▸ **YOUR INSTRUCTIONS**
Track down each line below containing the string "buildchroot" and copy it.
╭─ MATERIALS PROVIDED
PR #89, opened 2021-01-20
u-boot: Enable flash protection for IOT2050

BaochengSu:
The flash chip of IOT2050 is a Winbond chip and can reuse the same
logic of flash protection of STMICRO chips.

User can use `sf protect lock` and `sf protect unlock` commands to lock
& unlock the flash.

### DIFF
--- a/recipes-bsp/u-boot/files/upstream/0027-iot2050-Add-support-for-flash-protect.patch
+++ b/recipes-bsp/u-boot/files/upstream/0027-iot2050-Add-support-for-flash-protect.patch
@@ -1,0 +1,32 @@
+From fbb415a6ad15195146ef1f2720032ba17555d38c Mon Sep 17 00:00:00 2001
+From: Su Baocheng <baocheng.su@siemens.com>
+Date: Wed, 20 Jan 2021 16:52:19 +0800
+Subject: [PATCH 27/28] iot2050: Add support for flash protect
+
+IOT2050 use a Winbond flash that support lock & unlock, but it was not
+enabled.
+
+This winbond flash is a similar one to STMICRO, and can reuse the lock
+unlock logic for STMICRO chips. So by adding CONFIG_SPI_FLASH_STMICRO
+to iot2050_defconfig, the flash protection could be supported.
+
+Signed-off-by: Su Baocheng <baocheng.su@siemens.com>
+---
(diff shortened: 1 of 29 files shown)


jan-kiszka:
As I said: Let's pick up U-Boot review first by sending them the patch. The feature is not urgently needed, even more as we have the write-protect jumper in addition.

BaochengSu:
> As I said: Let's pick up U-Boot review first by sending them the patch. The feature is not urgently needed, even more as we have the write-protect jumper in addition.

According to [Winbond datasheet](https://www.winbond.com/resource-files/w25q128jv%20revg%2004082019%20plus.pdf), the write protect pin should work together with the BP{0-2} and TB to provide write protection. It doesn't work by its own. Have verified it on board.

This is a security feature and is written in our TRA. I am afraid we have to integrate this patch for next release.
╰─
╭─ MATERIALS PROVIDED
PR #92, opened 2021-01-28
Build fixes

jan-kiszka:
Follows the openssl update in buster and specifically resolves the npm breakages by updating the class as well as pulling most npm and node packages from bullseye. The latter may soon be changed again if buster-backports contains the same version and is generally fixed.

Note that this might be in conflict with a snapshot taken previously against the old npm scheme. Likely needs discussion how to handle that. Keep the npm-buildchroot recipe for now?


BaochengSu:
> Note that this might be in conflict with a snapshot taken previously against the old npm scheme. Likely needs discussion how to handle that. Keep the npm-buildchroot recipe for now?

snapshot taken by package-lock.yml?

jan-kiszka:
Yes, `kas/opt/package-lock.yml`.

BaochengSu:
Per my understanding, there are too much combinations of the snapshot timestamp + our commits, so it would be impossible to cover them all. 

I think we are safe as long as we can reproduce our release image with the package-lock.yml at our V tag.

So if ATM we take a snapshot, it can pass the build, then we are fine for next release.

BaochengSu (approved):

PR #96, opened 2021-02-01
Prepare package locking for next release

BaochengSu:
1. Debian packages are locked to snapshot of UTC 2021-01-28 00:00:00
╰─
▸ **ANSWER SECTION**
Note that this might be in conflict with a snapshot taken previously against the old npm scheme. Likely needs discussion how to handle that. Keep the npm-buildchroot recipe for now?
> Note that this might be in conflict with a snapshot taken previously against the old npm scheme. Likely needs discussion how to handle that. Keep the npm-buildchroot recipe for now?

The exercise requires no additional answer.